Saturday, March 29, 2008

Attacking Insects with Natural Insecticides

Some people have the mistaken idea that all insects are bad. An abnormal paranoia of anything that creeps and crawls or slithers can sell a lot of chemicals and natural insecticides. The market feeds off people's fear of insects. Parents teach their children to be leery of insects. While it's true that there are many insects that can cause harm, they usually do so as a way to protect themselves and preserve their species.

Attacking all insects is irrational. It would cause a huge imbalance in nature if we didn't have insects. It's even necessary to feed off the predatory insects to keep the insect population under control.

If you need to attack insects, at least do nature the justice of attacking the ones that are only a threat to you or your plants' survival or health. People who are allergic to certain insects have little choice but to rid their homes and property of them. A wasp or bee sting could put some people in the hospital.

Some insects that are beneficial and do not cause harm to us will cause harm in some form to our plants. Butterflies are beautiful creatures, but gardeners and fruit crop growers may not appreciate their caterpillars! Beneficial insects that don't hurt us or our crops are ladybugs and some species of wasps. Honeybees can sting when threatened, but without honeybees, our honey supply would suffer. People aren't the only ones who benefit from honey. Insects and other animals benefit as well.

If you must attack insects, natural insecticides can be safer for our environment than the chemical poisons that line the shelves of our stores. Natural insecticides are made from oils, flowers, seeds, and sometimes even bacteria.

Neem comes from the Indian lilac tree. It prevents feeding and is a growth regulator. Pyrethrum is one of the most popular natural insecticides for attacking insects. It is used to paralyze and must be applied directly. It's contained in many pet shampoos for flea and tick control. Nicotine is well known as a tobacco product, seen mostly in a negative light because of the harm it causes lungs when smoked. It can also help control some insects. Rotenone and sabadilla dust can be considered exotic natural insecticides because they are made from plants that exist in other countries. Sabadilla can wreak havoc on a honeybee population, though, and is a short-term insecticide.

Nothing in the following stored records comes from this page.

PR #546, opened 2021-02-02
parpool failure

abuts:
This fixes the issue, related to the failure of parpool MPI tests on the windows node. The reason for that is actually not windows but the fact that only windows runs 4 parallel workers and Unix has, I believe 2. Independent parallel workers were numbering independent runs, processed in parallel differently from single thread, which caused the failure. 

The solution is consistent numbering of runs regardless of the way tmp files are calculated.

The ticket rises a question about pixel comparison validity, as mismatch, reported by the routine is confusing, though certainly caused by incorrect run_id.


_test/test_algorithms/test_duplicated_id.m
```diff
@@ -0,0 +1,100 @@
...
+                    id = 0;
+                else
+                    id = run.run_id;
+                end
+            end
+            ids = cellfun(@get_id,rf_proc,'UniformOutput',true);
+            assertEqual(ids,[1,0,2,6,0,3,7,8]);
+        end
+        
+        function test_do_nothing_inverted(~)
```
nickbattam-tessella, line 65: It's not clear from the names why this these do_nothing tests are expected to do nothing

_test/test_gen_sqw_workflow/gen_sqw_accumulate_sqw_tests_common.m
```diff
@@ -319,10 +319,14 @@ function test_gen_sqw(obj,varargin)
             obj.assertEqualToTolWithSave(w1a,'ignore_str',true,'tol',1.e-7);
         end
         %
-        function DISABLED_test_gen_sqw_sym(obj,varargin)
+        function test_gen_sqw_sym(obj,varargin)
             %-------------------------------------------------------------
+            if obj.save_output
+                return;
+            end
+            skipTest(fprintf('test_gen_sqw_sym_%s is disabled, Ticket #464',obj.test_pref));
```
nickbattam-tessella, line 327: you're skipping the test multiple times: here (always) and below (if bool)

nickbattam-tessella (changes requested):

_test/test_algorithms/test_duplicated_id.m
abuts: I wrote comment, explaining why this behavior is expected

_test/test_gen_sqw_workflow/gen_sqw_accumulate_sqw_tests_common.m
abuts: this test is currently failing and disabled, so the first sckip. I am starting to work on this ticket. In additional to that, it should be disabled on save as it does not currently save anything (and fails on skip in save mode)

The following skip is there for all tests and this will be there to inform if some tests become disabled on some platform due to some components missing (no mex, no parpool, etc....)

_test/test_algorithms/test_duplicated_id.m
nickbattam-tessella: you can use the test name to make that clear too, e.g. `test_does_nothing_if_all_data_unique`, `test_does_nothing_if_data_unique_and_inverse_order`

nickbattam-tessella (approved):

nickbattam-tessella (approved):

Issue #547, opened 2021-02-03
Use Warnings Next Gen plugin for CppCheck results on Jenkins


hsautessella:
The [Warnings-NG](https://github.com/jenkinsci/warnings-ng-plugin/blob/master/doc/Documentation.md) plugin is more modern and feature-rich than the `CppCheck` plugin. Warnings-ng can do things like: aggregate results with other warnings/static analyzers (e.g. GCC or mlint warnings), show the warnings in the context of code snippets and perform Git forensics (see docs). You can also set a "baseline" warning level, such that any builds that have over a given number of warnings will fail.

nickbattam-tessella:
Related to #474

Issue #474, opened 2020-12-03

Boric acid has been used for many years to help control nasty little roaches. Ants have been an age-old problem because of their ability to bite and take over our kitchens. Wasps that do sting cause allergic reactions, fear in small children and many adults because of their aggressive nature. People usually use some form of spray to attack them so they don't have to get too close and risk their painful stings. They've been attacked by hairsprays and soap solutions.

People who live in rural areas can be quite creative in their attempts to attack insects with homemade insecticides. Some say cinnamon placed around a central air unit can keep the ants from entering and invading the points used to help run the units. Whatever your preferred method of attack, please be sure to use caution and consideration.